A beer shrine, The Nook offers about 350 varieties, including 40 on tap. Events include frequent beer tastings, German food night and classic country nights.

Welcome to my city

Tips for federal travelers visiting Huntsville, Ala., from Sherri Stroud, community relations specialist at NASA's Marshall Space Flight Center:

What I love most about Huntsville:

Southern hospitality!

Huntsville's best-kept secrets:

Lowe Mill Arts & Entertainment, an old textile mill built around 1900 that has been turned into an art center. Free concerts in the summer, artist markets on Saturdays.

Monte Sano State Park. Beautiful hiking trails and picnic area, just minutes from downtown.

Kaffeeklatsch. Coffee bean roaster by day, eclectic bar at night.

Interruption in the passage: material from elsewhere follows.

PR #6601, opened 2021-08-07
Fix GAU CRLP Reset to 0 If Subsequent GAUs Have Allocations Only Tied to Non-Opportunities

Whatever you do, be sure to:

Visit Bridge Street Town Centre. Good shopping and restaurants right outside Redstone Arsenal's gate.

Eat barbeque pork at any hole-in-the-wall restaurant in town.

My 3 favorite restaurants:

801 Franklin: A great atmosphere for fine dining. Patio. Best gourmet happy hour, with quiet live music, great wine selection.

Sam & Greg's Pizzeria Gelateria: Quaint, on the Courthouse Square yummy!

Rosie's: Tex-Mex at three locations.

Any finally I would add:

If you visit over the weekend, there are plenty of beautiful parks, the Tennessee River, Guntersville Lake, golf courses and other attractions within an hour's drive.